I had a one-off data migration issue where the source data could not output correctly some unusual/technical characters plus the ubiquitous extra commas in CSVs.
We decided that for each such character the source extract should replace them with something that was recognisable to both the source system and the SQL Server that was loading them but which would not be in the data otherwise.
It did mean however that in various columns across various tables these replacement characters would appear and I would have to replace them. Nesting multiple REPLACE functions made the import code look scary and prone to errors in misjudging the placement and number of brackets so I wrote the following function. I know it can process a column in a table of 3,000 rows in less than a second though I'm not sure how quickly it will scale up to multi-million row tables.
create function [dbo].[udf_ReplaceMultipleChars]
(
@OriginalString nvarchar(4000)
, @ReplaceTheseChars nvarchar(100)
, @LengthOfReplacement int = 1
)
returns nvarchar(4000)
begin
declare @RevisedString nvarchar(4000) = N'';
declare @lengthofinput int =
(
select len(@OriginalString)
);
with AllNumbers
as (select 1 as Number
union all
select Number + 1
from AllNumbers
where Number < @lengthofinput)
select @RevisedString += case
when (charindex(substring(@OriginalString, Number, 1), @ReplaceTheseChars, 1) - 1) % 2
= 0 then
substring(
@ReplaceTheseChars
, charindex(
substring(@OriginalString, Number, 1)
, @ReplaceTheseChars
, 1
) + 1
, @LengthOfReplacement
)
else
substring(@OriginalString, Number, 1)
end
from AllNumbers
option (maxrecursion 4000);
return (@RevisedString);
end;
It works by submitting both the string to be evaluated and have characters to be replaced (@OriginalString) along with a string of paired characters where the first character is to be replaced by the second, the third by the fourth, fifth by sixth and so on (@ReplaceTheseChars).
Here is the string of chars that I needed to replace and their replacements... [']"~,{Ø}°$±|¼¦¼ª½¬½^¾#?
i.e.
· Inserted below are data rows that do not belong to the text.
PR #3920, opened 2026-02-23
useStatesStore: Set `toString` override for ItemState & Fix overflow in developer sidebar

florian-h05:


florian-h05:
Can you backport this please?

PR #3992, opened 2026-03-15
Update OpenAPI REST client

jsjames:
Refs https://github.com/openhab/openhab-core/pull/5404.

Includes corrections to the openapi spec to address several of the persistence endpoints.


florian-h05:
Did you take the API description from your core PR or the current snapshot? I'm getting a slightly different OpenAPI JSON from snapshot 5.2.0 Build 5237.

jsjames:
it was from my core PR and I updated all the affected bundles in a install on my end and then pulled it from /rest/spec endpoint. Not sure if there were other PRs that changed the spec?

florian-h05:
I haven't checked the PRs, but I can see a diff in the OpenAPI spec. Should I place the latest JSON in your PR and update?

jsjames:
> I haven't checked the PRs, but I can see a diff in the OpenAPI spec. Should I place the latest JSON in your PR and update?

Yes - that would be good - i'll look at the deltas as well to make sure they don't effect anything.

PR #3997, opened 2026-03-15
parameter-text: Fix extraneous props and use of f7-popover-inner

jsjames:
Regression from #3918 

Addresses:
```
[Vue warn]: Failed to resolve component: f7-popover-inner
If this is a native custom element, make sure to exclude it from component resolution via compilerOptions.isCustomElement. 
  at <ParameterText read-only=false config-description= {context: 'ip-address', label: 'IP', name: 'ip', required: true, type: 'TEXT'} value=undefined  ... > 
  at <F7ListGroup key=0 > 
  at <F7List ref="parameter" class="config-parameter" no-hairlines-md=true  ... > 
```
and

```
[Vue warn]: Extraneous non-props attributes (parameters, configuration, title, f7router) were passed to component but could not be automatically inherited because component renders fragment or text or teleport root nodes. 
  at <ParameterText read-only=false config-description= {context: 'week', label: 'Week', name: 'week', required: true, type: 'TEXT'} value=undefined  ... > 
  at <F7ListGroup key=0 >
```

### DIFF
--- a/bundles/org.openhab.ui/web/src/components/config/controls/parameter-text.vue
+++ b/bundles/org.openhab.ui/web/src/components/config/controls/parameter-text.vue
@@ -1,5 +1,5 @@
 <template>
-  <ul v-if="multiple" ref="inputs">
+  <ul v-if="multiple" ref="inputs" class="parameter-text">
     <f7-block-header class="no-margin">
       <div class="margin-horizontal item-label" style="padding-top: var(--f7-list-item-padding-vertical); color: var(--f7-text-color)">
         {{ configDescription.label }}
@@ -30,7 +30,7 @@
       @focus="gotFocus"
       :placeholder="configDescription.placeholder" />
   </ul>
-  <ul v-else>
+  <ul v-else class="parameter-text">
     <f7-list-input
       ref="input"
       :floating-label="theme.md"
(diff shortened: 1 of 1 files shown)


jsjames:
@andrewfg - can you please verify this still works as intended - these were console warnings based on the #3918 PR.

I just removed the reference to f7-popover-inner on the network-address context - it seems to still render correctly.

andrewfg:
> please verify this still works as intended

Just two things..

1. I tested it on the configuration page of a real thing. And the popover does appear. However I recall that in the prior version when moving the mouse over the text that should trigger the popover the mouseover cursor would change to a hand cursor. And now the mouseover cursor is a plain caret like the background. So in other words there is no clue that there may be a popover to pop.

2. In the original PR @florian-h05 had posted a [custom widget](https://github.com/openhab/openhab-webui/pull/3918#issuecomment-4006335793) for testing. Which was useful since it runs the page in a detached context than on the configuration page of a real thing. However I can't figure out how I installed that widget on my test system, so I was not able to test it in such detached context.

florian-h05:
> And now the mouseover cursor is a plain caret like the background. So in other words there is no clue that there may be a popover to pop.

Will fix this with some CSS.

I've tested the changes with my custom widget and it looks good. You can install the widget through Developer Tools => Widgets => `+` Button => Paste YAML

PR #4004, opened 2026-03-17
Enable oxfmt for embedded languages

jsjames:
Setting this to auto did cause failures with multi-line events as oxfmt separated into separate lines and removed the embedding semicolon. To address, i added a flag to not format those lines.

Not sure if we should submit bug to oxfmt and/or force multiline events to be encapsulated in a function call?


florian-h05 (approved):
LGTM, thanks!

florian-h05:
> Not sure if we should submit bug to oxfmt and/or force multiline events to be encapsulated in a function call?

Ideally we do both.

PR #4010, opened 2026-03-20
Fix oh-chart/other components not loading in production build

jsjames:
`oh-chart`, `oh-knob` and possibly other components as well weren't loading in the prod build.
Additionally, widget edit also wasn't working anymore. 
Reported on the community: https://community.openhab.org/t/openhab-5-2-snapshot-discussion/167691/13

This fixes the issue by globally registering asyncComponents for widgets only, affecting import resolution.
Pages and tabs are explicitly imported where needed, but in most cases async as well.

### DIFF
--- a/bundles/org.openhab.ui/web/src/pages/home/overview-tab.vue
+++ b/bundles/org.openhab.ui/web/src/pages/home/overview-tab.vue
@@ -17,12 +17,7 @@
     </f7-block>
 
     <template v-else>
-      <oh-layout-page
-        v-if="overviewPage"
-        v-show="!inChatSession"
-        :context="overviewPageContext"
-        :class="{ notready: !ready }"
-        :f7router />
+      <oh-layout-page v-if="overviewPage" v-show="!inChatSession" :context="overviewPageContext" :class="{ notready: !ready }" :f7router />
       <div v-else-if="!inChatSession" class="empty-overview">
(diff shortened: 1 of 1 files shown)


jsjames:
@florian-h05 - I think this is a better fix - I learned that you can globally register a async component and it will only load when it is called. This simplifies the registry quite a bit and my initial bundle analysis - it addresses the other issue we were seeing of bloat.

florian-h05:
TBH, I am not sure I like global imports. IMO, it makes the code less maintainable when `oh-*` components can be just used without having an import where they are used.

digitaldan:
So my UI looks very broken with this PR, it seems like some images are not working...... but my plan markers do show ! 

image

image

florian-h05:
Icons aren't loading for you ... what version of that PR have you tried? The first commit only or the second as well?

florian-h05:
@jsjames I pushed some changes, please have a look at them.

jsjames:
@digitaldan - I presume this will work for you know, but it would be good to verify!!

jsjames:
> Fixes the issue 👍

LGTM

florian-h05:
I also expect it for Dan to work, have seen similar issues from time to time where assets weren’t loaded (request did not complete), always fixable with a reload.

digitaldan:
Thanks !!!! Yes, this PR fixes my issue and markers load as well.

PR #3993, opened 2026-03-15
oh-plan-page: Fix floor plan marker visibility

digitaldan:
Regression from #3862

PR #4012, opened 2026-03-20
[mainui] Fix floor plan markers not rendering in production build

digitaldan:
This is a follow up to #3993  .   That fix worked when running under the Vue dev server, but when i deployed the UI bundle, the markers remained hidden, which was really baffling.  I assumed at first this was a caching issue or i was not loading the right bundle, but after lots of troubleshooting, it become clear it was a vue issue.  I have to admit, i then used claude quite a bit to resolve this as i was a bit out of my league.  I would suggest we try to get this in our milestone release. 

Here's what it came up with, which does now work when running under the dev server and deployed.

The static import of oh-plan-marker.vue caused Rolldown's code-splitting (via import.meta.glob in the component registry) to place the marker in a separate chunk where its vue-leaflet imports (LMarker, LTooltip, LIcon) failed to resolve, rendering as raw HTML elements instead of Vue components.

Fix by resolving the marker through the component registry using defineAsyncComponent, matching the pattern used by all other widgets.

Also fix CSS specificity for .leaflet-div-icon override, which was being overridden by leaflet.css loading after the plan page's CSS chunk.

Additionally simplify zoom-based marker visibility by using a per-marker v-if with an isMarkerVisible method instead of imperatively filtering into a markers data array.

A opening square bracket denotes an apostrophe, a closing one a double quote. You can see that there were vulgar fractions as well as degrees and diameter symbols in there.
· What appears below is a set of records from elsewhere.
PR #4013, opened 2026-03-20
Fix oh-chart & oh-knob not loading in production build

florian-h05:
oh-chart-page was displaying an empty page and oh-knob was not rendering content in some occasions due to import issues in the production build.
These changes fix them and also merge oh-chart-component & oh-chart components.

### DIFF
--- a/bundles/org.openhab.ui/web/src/components/widgets/system/oh-video.vue
+++ b/bundles/org.openhab.ui/web/src/components/widgets/system/oh-video.vue
@@ -23,7 +23,6 @@
 </template>
 
 <script>
-import { defineAsyncComponent } from 'vue'
 import { f7 } from 'framework7-vue'
 
 import { OhVideoDefinition } from '@/assets/definitions/widgets/system'


florian-h05:
@digitaldan Can you give this PR a try? It tries to fix the same as #4010, but in a different way (and includes a RFC).

jsjames:
Do you think the issue is with statically and dynamically linked components?  If so, do we need to update all imports to be defineAsync?  Any idea why this was just happening with oh-charts and Dan's issue with the markers?

florian-h05:
I think the issue might be as described in Dan's marker PR:
It's a combination of dynamic and static imports that cause bad code splitting.

jsjames:
> I think the issue might be as described in Dan's marker PR: It's a combination of dynamic and static imports that cause bad code splitting.do we need a more systematic way though to ensure this doesn’t happen?  Should we make all imports of widgets be defineasync?

florian-h05:
I am currently looking into this, and now have a possible solutuon based on your #4010 with some changes

florian-h05:
Closing in favor of #4010

PR #4020, opened 2026-03-20
Charts: Don't enable boundary & itemState for forecast charts

florian-h05:
This fixes an issue where forecasted charts with bar time-series only displayed very narrow bars because of to short minimum time intervals caused by current Item state and/or boundary manipulation.


jsjames (approved):
LGTM - expect for formatting

jsjames:
btw, is there a way for me to fix the formatting issue w/o having to create a PR to your repository?  Can I fix and just push to origin?

florian-h05:
Yes, you can just fix and push to my branch

PR #4021, opened 2026-03-21
[basicui] Fix stale state when tab returns to foreground

jimtng:
When a browser tab is backgrounded, item state changes received via SSE are displayed correctly while the stream is alive, but the page becomes stale if the SSE connection drops (the 10-second reconnect setInterval is heavily throttled by browsers for background tabs). More importantly, even when the SSE connection stays alive throughout, the page never back-fills the changes that occurred while it was hidden, so the user always had to manually refresh to re-sync.

Fix using the Page Visibility API:

- On 'hidden':   close the SSE connection immediately (frees the server- side subscription socket) and cancel any in-flight reconnect interval.
- On 'visible':  POST a fresh subscription, then use the existing connectionRestored() path to reload the current sitemap page HTML and open a new SSE stream.  This gives an unconditional full state re-sync the moment the user returns to the tab, regardless of whether the SSE was alive or dead while the page was hidden.

ChangeListenerEventsource.pause() is overridden to actually close the EventSource (the base AbstractChangeListener.pause() only set a flag). ChangeListenerLongpolling.pause() already aborted its XHR correctly.

### DIFF
--- a/bundles/org.openhab.ui.basic/web-src/smarthome.js
+++ b/bundles/org.openhab.ui.basic/web-src/smarthome.js
@@ -3816,6 +3816,17 @@
 			_t.closeConnection();
 			_t.paused = true;
 		};
+		// Resume from hidden state: re-establish subscription via POST so that
+		// connectionRestored -> startSubscriber flow is used (reload + SSE reopen)
+		_t.resume = function() {
+			_t.paused = false;
+			ajax({
+				url: _t.subscribeRequestURL,
+				type: "POST",
+				callback: _t.connectionRestored,
+				error: _t.subscriberError
+			});
+		};
 	}
 
 	function ChangeListenerLongpolling() {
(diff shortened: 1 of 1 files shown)


jimtng:
ping @lolodomo hoping this would make it into 5.2

lolodomo:
It is on my TODO list to review that.
My current personal priority is all the interesting stuff about sitemap started by @mherwege I am participating too.

bundles/org.openhab.ui.basic/web-src/smarthome.js
```diff
@@ -4050,6 +4057,44 @@
...
+			// A new subscribe POST gives us a fresh subscription ID.  The
+			// connectionRestored callback then reloads the page HTML (full state
+			// re-sync) and opens the new SSE stream – exactly the same flow used
+			// after a normal connection-error recovery.
+			ajax({
+				url: _t.subscribeRequestURL,
+				type: "POST",
+				callback: _t.connectionRestored,
+				error: _t.subscriberError
+			});
```
lolodomo: This part seems to not be adapted to long polling mode.
Why not rather call _t.resume() and override _t.resume in event source mode ?

lolodomo:
I will test before merging.

PR #4069, opened 2026-03-31
Things list: Add dynamic blue dot to status badges if status detail is set

andrewfg:
The purpose of this PR is to allow a dynamic information badge ("blue dot") to be applied to Things in the overview page in order to mark when the Thing has a special status. For example "low battery" or "firmware update available".
 
Resolves #4063

When a Thing's `statusInfo.status === 'ONLINE'` and its `statusInfo.description is not empty` then this PR adds a "blue dot" information badge to the overview list as shown in the screenshot below.

image

image

#### Example code for setting and removing the badge
```
ThingStatusInfo status = thing.getStatusInfo();

// show the badge
updateStatus(status.getStatus(), status.getStatusDetail(), "I have a special status");

// hide the badge
updateStatus(status.getStatus(), status.getStatusDetail(), null);
```


dilyanpalauzov:
Why not just render the description directly, instead of putting the description in a tooltip?

andrewfg:
> Why not just render the description directly

The text may be quite long. So on the Things list page we show a badge. Whereas on the Thing detail page the text is shown in full.

Also the idea is that the text may be dynamically added or removed so the badge is only displayed when there is something special to say. For example it can display a badge when there is a software update available, and no badge when there is not.

In other words the badge only shows when something new has happened. Rather like the blue dot your inbox when there is mail. Or the blue dot on an app on your phone when it has an update. Or when a device has a low battery, etc.

---
EDIT: I added some sample code for setting and removing the badge in the top post above.

dilyanpalauzov:
> The text may be quite long. So on the Things list page we show a badge. Whereas on the Thing detail page the text is shown in full.

I agree this is a valid point of view.

andrewfg:
### Pending!!

Perhaps a [blue dot status badge](https://framework7.io/docs/badge) would look better ??

bundles/org.openhab.ui/web/src/pages/settings/things/things-list.vue
```diff
@@ -217,6 +223,25 @@
   margin-bottom calc(var(--f7-fab-size) + 2 * calc(var(--f7-fab-margin) + var(--f7-safe-area-bottom)))
 </style>
 
+<style scoped>
```
florian-h05: We use Stylus in all parts of the UI:

`<style scoped lang="stylus">`

You can then leave out the brackets, colons and semicolons.

andrewfg: Many thanks @florian-h05 for the tip. I have changed the code to use stylus. There were two style blocks but since both of them now use stylus I merged them into one block. NOTE: that the original block was not 'scoped' and now it is 'scoped'. I think that is Ok, but please confirm.

florian-h05: The issue with scoped is that if you need to manipulate the styling of a F7 component used in your component that might not work (at least in my experience, hence we usually don’t use scoped styles but instead have a „wrapper class“ at the top level of the component.

andrewfg: @florian-h05 sorry but I dont really understand the issue; I am happy if it is with or without scoped; so please tell me what you prefer.

andrewfg: I removed the 'scoped' ..

florian-h05 (approved):
LGTM, thanks!

I've changed the intendation of the new styling to ensure it is encapsulated inside .things-list.

PR #4095, opened 2026-04-03
Update setup wizard images

florian-h05:
Follow-up for #3845.


florian-h05:
@mherwege WDYT?

mherwege:
Much better.

Just the last one would be nice if colors of the arrows and titles would match. One of the equipment has almost the same color as the location. It looks a bit inconsistent.

Still better then what I provided, so a definite improvement.

bundles/org.openhab.ui/web/src/images/wizard-semantics.png
jsjames, line 1: I'm not sure I understand the color here?  Color is used on location, equipment and point on the labels below the image, but then the image uses different colors for Location, Equipment and Point.

florian-h05:
I have now updated the images once again after "refactoring" them in Affinity Photo, keeping the overall structure, but using rounder edges, more transparency, a consistent color set etc.

mherwege:
Did you try them on a dark theme? Some of the parts in the last image have a white background, which may look awkward.
Do the grey arrows work well?

florian-h05:
image
image
image

I think it looks good in dark mode.

mherwege:
LGTM

boehan:
It may be extremely nitpicking and I'm absolutely fine, if you disagree (given that the images are usually only shown once to the average user), but I wanted to share a few points I noticed with those images:
- the icon for the switch(?) item in the first image looks rather "uncommon" to me
- not sure which kind of equipment the right one in the 3rd image should be, but it looks a bit too abstract IMHO
- consistency
  - the light bulbs in image 1 and 3 are different designs
  - thermometers differ between the first two and the third image (and slightly within image 3 again)
  - different design concepts: 3d-icons (lightbulb/-switch, thermostat, windows) vs. 2d-icons (strategies, all in image 3, slider in 1)

As written, these are just some things I noticed when overlooking the PR and wanted to mention. Unfortunately, I can't provide a better suggestion, but maybe there is a suitable icon set somewhere (e.g. on iconify) that could fit most purposes.

florian-h05:
I haven't found any icon set that provides all icons we need and looks good, but I have improved the images further, removing most of the inconsistencies.

Issue #2463, opened 2024-03-08
Open things, items and rules in new tab when pressing middle mouse button


mueller-ma:
## The problem

Pressing the middle mouse button usually opens links in new tabs. This doesn't work in Main UI.
E.g. on `/settings/things/` the middle mouse button click on a thing opens `/settings/things/` in a new tab, but not the clicked thing.

PR #4106, opened 2026-04-10
Revert "list navigation: Fix middle-mouse button navigation (#4036)"

### LINKED ISSUE #4098: [MainUI] Multiple thing selection does not work correctly
## The problem

Not sure if it's on my configuration, or if it's global.
When I try to select multiple thing in the thing UI admin list using the Ctrl + click.
I've see the checkbox for selection, but just after, my browser navigate to the thing details page.
And so the multiple selection is not possible anymore.

Do someone else observe this ?

## Your environment

Windows + Chrome browser

### LINKED ISSUE #4104: Ctrl + click in lists is broken
## The problem

Ctrl + click in lists used to enable "select mode". Now instead, it opens the item, although it seems like select mode is briefly entered before leaving the page. It seems like the router action is no longer prevented.

## Expected behavior

I would expect "select mode" to be enabled while remaining on the list page.

## Steps to reproduce

Go to any list view, e.g "Rules". Ctrl + click a rule and observe what happens.

## Your environment

I'm running 47cd64672073ac4a5e3f75d536949ef3b3427728 in dev mode.

jsjames:
This reverts commit 3d964429a682124afa69c1e1aafd29f9f8b31926.

Fixes #4104
Fixes #4098

Reopens #2463

### DIFF
--- a/bundles/org.openhab.ui/web/src/js/routes.js
+++ b/bundles/org.openhab.ui/web/src/js/routes.js
@@ -545,10 +545,7 @@ export default [
             path: ':uid',
             beforeEnter: [enforceAdminForRoute],
             beforeLeave: [checkDirtyBeforeLeave],
-            async: loadAsync(WidgetEditPage, ({ to }) => (to.params.uid === 'add' ? { createMode: true } : {})),
-            options: {
-              animate: false
-            }
+            async: loadAsync(WidgetEditPage, ({ to }) => (to.params.uid === 'add' ? { createMode: true } : {}))
           }
         ]
       },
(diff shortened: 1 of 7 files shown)


florian-h05 (approved):
Quite unfortunate that we have to revert this for now.

jsjames:
> Quite unfortunate that we have to revert this for now.

Agree, I looked for easy way to make sure f7 would not always follow link, but couldn’t find. I think implementing the middle mouse button move in another way vs relying on f7 is the better way to proceed.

There is a default @LengthOfReplacement that is included as a starting point if anyone needed to replace longer strings. I played around with that in my project but the single char replacement was the main function.
The condition of the case statement is important. It ensures that it only replaces the character if it is found in your @ReplaceTheseChars variable and that the character has to be found in an odd numbered position (the minus 1 from charindex result ensures that anything NOT found returns a negative modulo value). i.e if you find a tilde (~) in position 5 it will replace it with a comma but if on a subsequent run it found the comma in position 6 it would not replace it with a curly bracket ({).
This can be best demonstrated with an example...
declare @ProductDescription nvarchar(20) = N'abc~def[¦][123';
select @ProductDescription
= dbo.udf_ReplaceMultipleChars(
@ProductDescription
/* NB the doubling up of the apostrophe is necessary in the string but resolves to a single apostrophe when passed to the function */
,'['']"~,{Ø}°$±|¼¦¼ª½¬½^¾#?'
, default
);
select @ProductDescription
, dbo.udf_ReplaceMultipleChars(
@ProductDescription
,'['']"~,{Ø}°$±|¼¦¼ª½¬½^¾#?'
/* if you didn't know how to type those peculiar chars in then you can build a string like this... '[' + nchar(0x0027) + ']"~,{' + nchar(0x00D8) + '}' + nchar(0x00B0) etc */
,
default
);
This will return both the value after the first pass through the function and the second time as follows... abc,def'¼"'123 abc,def'¼"'123
A table update would just be
update a
set a.Col1 = udf.ReplaceMultipleChars(a.Col1,'~,]"',1)
from TestTable a
Finally (I hear you say!), although I've not had access to the translate function I believe that this function can process the example shown in the documentation quite easily. The TRANSLATE function demo is
SELECT TRANSLATE('2*[3+4]/{7-2}', '[]{}', '()()');
which returns 2*(3+4)/(7-2) although I understand it might not work on 2*[3+4]/[7-2] !!
My function would approach this as follows listing each char to be replaced followed by its replacement [ --> (, { --> ( etc.
select dbo.udf_ReplaceMultipleChars('2*[3+4]/{7-2}', '[({(])})', 1);
which will also work for
select dbo.udf_ReplaceMultipleChars('2*[3+4]/[7-2]', '[({(])})', 1);
I hope someone finds this useful and if you get to test its performance against larger tables do let us know one way or another!